DATASET EXTRACT:
++++++++++++++++++++

PR #770, opened 2021-02-12
Improve placement encoding for artic and accid. Closes #761

lpugin:
* rename att.placement into att.placementRelStaff
* add att.placementRelEvent and make accid and artic member of it
* add att.placmenetOnStaff and make accid and artic member of it

Issue #761, opened 2021-01-27
Encoding positioning of articulations


lpugin:
Some articulation signs, such as accents, are sometimes placed outside the staff, and sometimes inside.

![image](https://user-images.githubusercontent.com/689412/106001810-b315e800-60b0-11eb-854f-db9e49f79c31.png)

![image](https://user-images.githubusercontent.com/689412/106001895-c7f27b80-60b0-11eb-9076-949cc90cd79b.png)

How would this distinction be encoded?

craigsapp:
The second example is probably more common, so that could be the default.   Possibly an option could be used for the first example's rendering.  Otherwise an attribute could be added to MEI that would mean do not place the articulation inside of the staff (unless there is already such a thing).

If there were two layers of music, and the first measure of the example was in the second layer, then the second example is the only possible rendering (otherwise it would be similar to a recent fixed problem for automatic placement of trills and mordents attached to notes in the second layer).

pe-ro:
Not sure what you're asking but perhaps this will help --

Currently, layout positioning of articulations is addressed by `@loc` or with a combination of `@oloc` and `@ploc` on each `<artic>` element.  There is no way to assign values for a group of articulation signs.

lpugin:
@pe-ro `@oloc` and `@ploc` could work in some cases but I think we would rather have something that leaves it relative to the note pitches. In other words, it would not be necessary to change it if the clef is changed or if the notes are transposed. So I am thinking of an attribute like `@outside="true|false"`. I am sure we can find a better name, though.

rettinghaus:
Wouldn't be `place="within"` explicit enough for this?

craigsapp:
Currently in verovio `artic@place="above"` is relative to the note, not the staff.  So `within` does not have any particular meaning in this context (i.e., what does "within" a note mean?).  There could be additional placement qualifiers: `above within` which would allow the articulation to be placed above the note, and allowed to be within the staff (but only if necessary based on the pitch of the note).

A general problem is that some articulations are allowed within the staff (staccatos), tenutos and accents are usually allowed in, marcatos are usually outside of the staff, while others are rarely within (bowings), so it would be encoding verbosity to have to add `within` on every single articulation that can be inside of the staff.

This could be a scoreDef/staffDef attribute that sets the default withinness of articulation types when no explicit `within` is given on the articulation.  The goal would be to have music that can be transposed without changing placement attributes.  For example this is useful for converting between sounding score and transposing parts.

[...]

Issue #369, opened 2016-12-29
whole-measure rest encoding


craigsapp:
How should/can the rests in this example be encoded:

<img width="358" alt="screen shot 2016-12-29 at 15 06 20" src="https://cloud.githubusercontent.com/assets/3487289/21556818/0e7d099a-cdd9-11e6-9e86-8eaae952d671.png">

In other words, how to encode that a "1" is shown between the staves.  Would this be a special case of `multiRest`?

Multi-rests probably have a different visual syntax, with duplicate numbers for each staff:

<img width="287" alt="screen shot 2016-12-29 at 15 09 07" src="https://cloud.githubusercontent.com/assets/3487289/21556833/3730f7d4-cdd9-11e6-8ae1-4cd95b6e86c6.png">

pe-ro:
>  Would this be a special case of `multiRest`?

No.  It would be better to use `<mRest>`.  

But, right now, `<mRest>` can't be numbered and there's no way to specify the location of the number.  (`<multiRest>` doesn't have any method of placing its number either.)

So, I suggest we --

1. make `mRest` a member of att.numbered -- this will allow the capture of the number using the `@num` attribute; and 
2. make `mRest` and `multiRest` members of number.placement. This provides the attributes `@num.place` and `@num.visible`.  `@num.place` will keep its current values: "above" and "below".

This will provide the capability to say where the number associated with `mRest` and `multiRest` should be rendered.  However, this assumes the same visual characteristics for both elements; that is, a number rendered above or below the rest *on each staff*.

For the special case of a full-measure rest with a number shown between staves, I think it would be better to use `<mRest>`, but **not** use the `@num.*` attributes, but `<dir>` instead --

```
<measure>
  <staff>
    <layer>
      <mRest/>
    </layer>
  </staff>
  <staff>
    <layer>
      <mRest/>
    </layer>
  </staff>
  <dir tstamp="2.5" place="between" staff="1 2">1</dir>
</measure>
```
I recognize that this is somewhat of a kludge (as "1" is not a performance direction), but since this example breaks tradition, it seems logical that there should be a special case in the markup too.  In another thread we decided to use `<dir>` for other things that aren't strictly performance directions (the Peter & the Wolf example), so I don't feel doing so here is particularly egregious.  A benefit of using `<dir>` is that its contents can be better controlled typographically; that is, using `<rend>`.

PR #853, opened 2021-09-24
Update description on att.numberPlacement

### LINKED ISSUE #852: Simplify att.numberPlacement
Do we need to have the attribute `@num.visible` in addition to `@num.place`? Shouldn't it be enough to say `@num.place="none"`?

rettinghaus:
Since this also affects multiRest the description should be adapted.

### DIFF
--- a/source/modules/MEI.cmn.xml
+++ b/source/modules/MEI.cmn.xml
@@ -875,17 +875,16 @@
     </attList>
   </classSpec>
   <classSpec ident="att.numberPlacement" module="MEI.cmn" type="atts">
-    <desc>Attributes that record the placement and visibility of numbers that accompany a bowed
-      tremolo or tuplet.</desc>
+    <desc>Attributes that record the placement and visibility of numbers that accompany a notational object.</desc>
     <attList>
       <attDef ident="num.place" usage="opt">
-        <desc>States where the tuplet number will be placed in relation to the note heads.</desc>
+        <desc>Indicates where the number is written in relation to its reference object.</desc>
         <datatype>
           <rng:ref name="data.STAFFREL.basic"/>
         </datatype>
       </attDef>
       <attDef ident="num.visible" usage="opt">
-        <desc>Determines if the tuplet number is visible.</desc>
+        <desc>Determines if the number is visible.</desc>
         <datatype>
           <rng:ref name="data.BOOLEAN"/>
         </datatype>


source/modules/MEI.cmn.xml
```diff
@@ -875,17 +875,16 @@
     </attList>
   </classSpec>
   <classSpec ident="att.numberPlacement" module="MEI.cmn" type="atts">
-    <desc>Attributes that record the placement and visibility of numbers that accompany a bowed
-      tremolo or tuplet.</desc>
+    <desc>Attributes that record the placement and visibility of numbers that accompany a natational object.</desc>
```
bwbohl: please fix typo notational

source/modules/MEI.cmn.xml
```diff
@@ -875,17 +875,16 @@
     </attList>
   </classSpec>
   <classSpec ident="att.numberPlacement" module="MEI.cmn" type="atts">
-    <desc>Attributes that record the placement and visibility of numbers that accompany a bowed
-      tremolo or tuplet.</desc>
+    <desc>Attributes that record the placement and visibility of numbers that accompany a notational object.</desc>
     <attList>
       <attDef ident="num.place" usage="opt">
-        <desc>States where the tuplet number will be placed in relation to the note heads.</desc>
+        <desc>Indicates where the number is written in relation to its reference object.</desc>
```
bwbohl, line 881: I think this is a correct modification reflecting MEI's transcriptional perspective

bwbohl (commented):
Generally this can be considered ready to merge, nevertheless the PR could also implement future discussion / results from #852

source/modules/MEI.cmn.xml
rettinghaus: done

bwbohl:
@music-encoding/core-contributors please add your comments concerning this PR and its potential relation to #852 , i.e.:

* should we merge this one
*  should we additionally remove `@num.visible` as it logically could be merged with `@num.place` by allowing a `none` value there

ahankinson:
1) Is there an issue that provides the motivation for this change? I notice that it's changing the target of the documentation (from "numbers that accompany a bowed tremolo or tuplet." to "notational object") but I can't find an issue that flags this. I'm not sure we have a defined concept of what a 'notational object' is?

2) -1 to remove `@num.visible`. Explicit behaviours of when to show / hide things are really handy (see the whole "when to show/hide an accidental" discussion -- `@accid.visible` would be handy here...). `@num.place=none` could either mean "don't show it" or "show it wherever you like".

kepper:
I may be late to the party, but I'm with @ahankinson on this. The consequences of removing `@num.visible` remind me of MusicXML's "yes-no-number" datatype – and that's clearly a road I don't want to go down…

ahankinson:
Further to my first point, the documentation for att.placement says: "Captures the placement of the item with respect to the staff with which it is associated."

Given that the datatype is `data.STAFFREL.basic`, it might be useful to modify the description to provide clarification that the placement relates to the **staff** and not to the **item**. 

So perhaps:

"Attributes that record the placement and visibility of numbers **on the staff** that **accompany an item**."

"Indicates where the number **for an item** is written in relation **to a staff**."

An example would also be handy to provide here...

lpugin:
Maybe we should also consider what has been discussed here https://github.com/music-encoding/music-encoding/issues/1604

rettinghaus:
These changes were made to reflect #626 after the discussion in #369.

In these cases the placement does not relate to the staff per se: 
tuplets
or an even weirder case:
tuplets2

And I think you are really in trouble if you want to encode something like this (Gould, p 319):

gould-tuplets

source/modules/MEI.cmn.xml
bwbohl: as @ahankinson minted out the undefinedness of `reference object` produces a problem here since data.STAFFREL.basic itself defines the staff as reference object.

bwbohl:
I think the examples ( the first two and a) above by @rettinghaus really do illustrate the problem that although – if allowing `data.STAFFREL.extended`(between | within) – the position can be expressed in the relation to the staff but not in relation to the tuplet itself, which (esp. in transcription work) would be more interesting to capture or describe.

Moreover, as @ahankinson mentioned the undefinedness of `reference object` produces a problem here since `data.STAFFREL.basic` itself defines the staff as reference object.
The actual problem is a modelling problem then, that could be resolved by switching to `data.EVENTREL.basic`, right?

It gets a bit more tricky with examples (b) and (c) though, as for what `above` or `below` are in those cases ;-)

ahankinson:
So it seems that `data.STAFFREL.basic` isn't really appropriate here? If `above` and `below` are specifically **for the staff** (https://music-encoding.org/guidelines/v4/data-types/data.staffrel.basic.html, "Above the staff", "Below the staff") then using it for above/below other things, like tuplets, or measure repeats, isn't really appropriate?

A couple options:

1. Change the name: `data.STAFFREL.basic` -> `data.ITEMREL.basic`, and use 'above', 'below' an item in the definition. Not sure what to do about `data.STAFFREL.extended`. This can then be used by anything that would be above or below anything else.
2. Keep `data.STAFFREL.basic` and create a new datatype, `data.ITEMREL.basic` with the same values.
3. Create a generic data type, `data.ABOVEBELOW`, and then make `data.STAFFREL.basic` and `data.ITEMREL.basic` refer to that as their datatype values.

Option 3 is a bit of an optimization on 2.

bwbohl:
2021-10-28:
* other things like fingering should also be considered in this discussion
* providing encoding using the mentions datatypes could help getting things clearer
* considering tuplets wouldn't it be more appropriate to encode whether the number is on the head-side of the note or the stem-side?

kepper:
This turns out to be a relatively complicated issue. Thing is that the "anchor point" for values from data.STAFFREL and data.EVENTREL are not clear from the values (which largely overlap). One way would be to have a separate attribute to specify that anchor (event or staff, could also deal with notehead vs. tail issues etc.), and then merge them. That way, we could probably keep compatibility with older instances, while doing a lot of architectural changes to the ODD. The only other way right now would probably be to prefix values in one of the two data types, which means that either Neumes or CMN files will get invalid… This needs more discussions ;-)

ahankinson:
Just removing the 'Ready to Merge' label to indicate the current status.

kepper:
We discussed this extensively again during today's ODD Friday, and after that long discussion, we noticed that it actually overlaps with #770, and the `@onstaff` attribute brought in there (see also #761). This means we "just" need to clean up the class setup with data.STAFFREL here, to get better names. This will change ODD structures only, but not affect the MEI surface "API". @rettinghaus and @kepper volunteer themselves to clean this up and prepare the PR accordingly. Thanks everyone involved :-)

bwbohl:
@kepper and @rettinghaus just a reminder: maybe you find some time before this week's ODD meeting to fix this

bwbohl:
@kepper and @rettinghaus any progress on this?

rettinghaus:
Changed the target of this PR.

kepper:
we're moving this into a branch on music-encoding to make it more accessible

kepper:
@rettinghaus and I had a discussion on this and hope to prepare something for review at next ODD whateverDay…

PR #854, opened 2021-09-27
Fix name

bwbohl:
Add middle initial to my name


bwbohl:
ups sth went wrong here closing…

++++++++++++++++++++

PROBLEM DETAILS: A single number is the whole answer: how many lines in the listing contain "notational"?

ANSWER TO THIS PROBLEM: 4